[[ Available data open ]]

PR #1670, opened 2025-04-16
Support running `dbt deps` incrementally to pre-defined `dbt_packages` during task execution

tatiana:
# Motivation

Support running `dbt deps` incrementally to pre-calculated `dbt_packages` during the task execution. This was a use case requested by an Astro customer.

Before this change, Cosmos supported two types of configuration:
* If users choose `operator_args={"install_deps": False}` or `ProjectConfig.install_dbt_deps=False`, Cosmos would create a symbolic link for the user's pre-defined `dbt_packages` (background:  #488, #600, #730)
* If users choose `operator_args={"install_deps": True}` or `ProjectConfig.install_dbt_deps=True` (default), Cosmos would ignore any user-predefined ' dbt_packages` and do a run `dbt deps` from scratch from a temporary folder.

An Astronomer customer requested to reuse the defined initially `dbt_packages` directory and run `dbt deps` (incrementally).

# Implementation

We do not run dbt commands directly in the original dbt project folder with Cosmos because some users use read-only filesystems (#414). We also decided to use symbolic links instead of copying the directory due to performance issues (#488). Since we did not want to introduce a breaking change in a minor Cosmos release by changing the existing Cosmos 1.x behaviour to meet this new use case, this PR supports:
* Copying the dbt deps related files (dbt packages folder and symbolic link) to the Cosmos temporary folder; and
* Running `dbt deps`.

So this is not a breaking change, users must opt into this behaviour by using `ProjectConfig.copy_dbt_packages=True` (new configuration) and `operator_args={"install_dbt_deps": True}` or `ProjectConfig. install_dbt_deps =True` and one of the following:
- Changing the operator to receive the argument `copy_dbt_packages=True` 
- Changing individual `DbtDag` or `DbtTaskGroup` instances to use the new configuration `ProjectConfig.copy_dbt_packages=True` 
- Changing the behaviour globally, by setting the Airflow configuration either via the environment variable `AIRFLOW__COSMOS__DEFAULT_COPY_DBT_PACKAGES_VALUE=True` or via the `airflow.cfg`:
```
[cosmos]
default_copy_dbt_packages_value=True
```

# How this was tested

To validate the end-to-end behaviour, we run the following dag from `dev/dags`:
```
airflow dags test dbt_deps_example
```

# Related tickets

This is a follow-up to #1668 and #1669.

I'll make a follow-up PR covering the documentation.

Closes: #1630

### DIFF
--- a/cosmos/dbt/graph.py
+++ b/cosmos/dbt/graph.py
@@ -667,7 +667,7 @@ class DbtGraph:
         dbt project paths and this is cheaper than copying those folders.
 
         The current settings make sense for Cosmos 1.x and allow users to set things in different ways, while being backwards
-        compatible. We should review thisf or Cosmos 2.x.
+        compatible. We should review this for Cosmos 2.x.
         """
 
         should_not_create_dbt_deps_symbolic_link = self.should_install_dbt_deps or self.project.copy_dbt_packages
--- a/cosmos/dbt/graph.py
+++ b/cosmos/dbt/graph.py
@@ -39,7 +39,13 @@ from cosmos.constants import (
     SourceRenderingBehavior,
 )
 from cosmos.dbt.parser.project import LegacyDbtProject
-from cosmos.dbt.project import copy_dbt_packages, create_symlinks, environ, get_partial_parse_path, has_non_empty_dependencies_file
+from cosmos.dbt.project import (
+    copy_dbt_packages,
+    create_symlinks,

[[ Available data closed ]]
[[ Available data open ]]

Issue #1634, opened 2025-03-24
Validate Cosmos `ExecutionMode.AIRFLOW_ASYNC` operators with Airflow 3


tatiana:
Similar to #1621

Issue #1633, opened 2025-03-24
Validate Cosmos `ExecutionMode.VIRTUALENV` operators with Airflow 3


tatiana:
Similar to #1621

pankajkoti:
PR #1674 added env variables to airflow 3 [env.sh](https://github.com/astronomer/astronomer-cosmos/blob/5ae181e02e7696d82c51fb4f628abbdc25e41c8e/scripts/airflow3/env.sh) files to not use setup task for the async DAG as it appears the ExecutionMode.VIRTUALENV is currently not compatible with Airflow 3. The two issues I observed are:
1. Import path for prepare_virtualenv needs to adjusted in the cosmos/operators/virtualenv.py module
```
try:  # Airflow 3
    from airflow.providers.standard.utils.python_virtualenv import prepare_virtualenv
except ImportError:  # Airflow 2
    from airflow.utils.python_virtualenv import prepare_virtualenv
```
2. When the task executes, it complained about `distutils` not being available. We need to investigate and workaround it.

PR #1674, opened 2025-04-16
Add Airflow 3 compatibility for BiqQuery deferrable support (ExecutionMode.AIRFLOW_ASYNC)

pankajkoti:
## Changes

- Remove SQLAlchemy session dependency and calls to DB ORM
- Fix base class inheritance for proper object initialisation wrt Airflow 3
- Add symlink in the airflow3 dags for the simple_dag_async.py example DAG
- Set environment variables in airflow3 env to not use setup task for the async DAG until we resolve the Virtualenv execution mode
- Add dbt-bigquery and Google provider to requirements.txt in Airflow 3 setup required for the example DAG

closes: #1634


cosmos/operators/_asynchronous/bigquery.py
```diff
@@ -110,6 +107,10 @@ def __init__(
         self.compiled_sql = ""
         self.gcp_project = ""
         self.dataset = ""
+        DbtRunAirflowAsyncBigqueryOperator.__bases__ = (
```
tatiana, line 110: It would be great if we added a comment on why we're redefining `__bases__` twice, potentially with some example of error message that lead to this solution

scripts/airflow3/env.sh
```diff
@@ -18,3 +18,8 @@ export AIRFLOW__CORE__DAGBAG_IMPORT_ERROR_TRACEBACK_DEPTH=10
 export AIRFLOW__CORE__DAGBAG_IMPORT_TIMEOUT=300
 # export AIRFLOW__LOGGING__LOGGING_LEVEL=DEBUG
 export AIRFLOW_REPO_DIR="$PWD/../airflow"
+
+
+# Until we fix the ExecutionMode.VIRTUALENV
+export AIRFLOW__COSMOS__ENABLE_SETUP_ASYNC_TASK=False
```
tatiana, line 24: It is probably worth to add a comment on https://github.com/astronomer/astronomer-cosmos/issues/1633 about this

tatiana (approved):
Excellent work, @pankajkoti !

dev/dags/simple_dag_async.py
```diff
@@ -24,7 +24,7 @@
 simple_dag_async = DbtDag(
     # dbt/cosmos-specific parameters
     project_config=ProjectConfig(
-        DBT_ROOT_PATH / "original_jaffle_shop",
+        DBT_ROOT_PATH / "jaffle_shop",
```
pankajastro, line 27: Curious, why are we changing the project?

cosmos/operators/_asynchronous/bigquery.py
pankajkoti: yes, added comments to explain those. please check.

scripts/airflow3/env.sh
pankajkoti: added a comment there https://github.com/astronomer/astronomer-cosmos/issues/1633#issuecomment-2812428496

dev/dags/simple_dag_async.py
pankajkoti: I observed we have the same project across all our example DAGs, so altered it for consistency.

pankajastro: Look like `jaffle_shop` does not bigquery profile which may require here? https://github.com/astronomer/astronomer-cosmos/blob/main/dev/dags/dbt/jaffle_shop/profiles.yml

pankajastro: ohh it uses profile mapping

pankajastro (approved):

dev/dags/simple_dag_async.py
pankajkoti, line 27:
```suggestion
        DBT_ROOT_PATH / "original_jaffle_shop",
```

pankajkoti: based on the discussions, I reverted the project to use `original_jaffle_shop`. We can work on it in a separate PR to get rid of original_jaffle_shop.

[[ Available data closed ]]

== Problem requirements ==
Above are some lines. Repeat exactly, and only, those from the line that has "Excellent work, @pankajkoti !" through the line that has "pankajkoti: based on".

== Answer space ==
Excellent work, @pankajkoti !

dev/dags/simple_dag_async.py
```diff
@@ -24,7 +24,7 @@
 simple_dag_async = DbtDag(
     # dbt/cosmos-specific parameters
     project_config=ProjectConfig(
-        DBT_ROOT_PATH / "original_jaffle_shop",
+        DBT_ROOT_PATH / "jaffle_shop",
```
pankajastro, line 27: Curious, why are we changing the project?

cosmos/operators/_asynchronous/bigquery.py
pankajkoti: yes, added comments to explain those. please check.

scripts/airflow3/env.sh
pankajkoti: added a comment there https://github.com/astronomer/astronomer-cosmos/issues/1633#issuecomment-2812428496

dev/dags/simple_dag_async.py
pankajkoti: I observed we have the same project across all our example DAGs, so altered it for consistency.

pankajastro: Look like `jaffle_shop` does not bigquery profile which may require here? https://github.com/astronomer/astronomer-cosmos/blob/main/dev/dags/dbt/jaffle_shop/profiles.yml

pankajastro: ohh it uses profile mapping

pankajastro (approved):

dev/dags/simple_dag_async.py
pankajkoti, line 27:
```suggestion
        DBT_ROOT_PATH / "original_jaffle_shop",
```

pankajkoti: based on the discussions, I reverted the project to use `original_jaffle_shop`. We can work on it in a separate PR to get rid of original_jaffle_shop.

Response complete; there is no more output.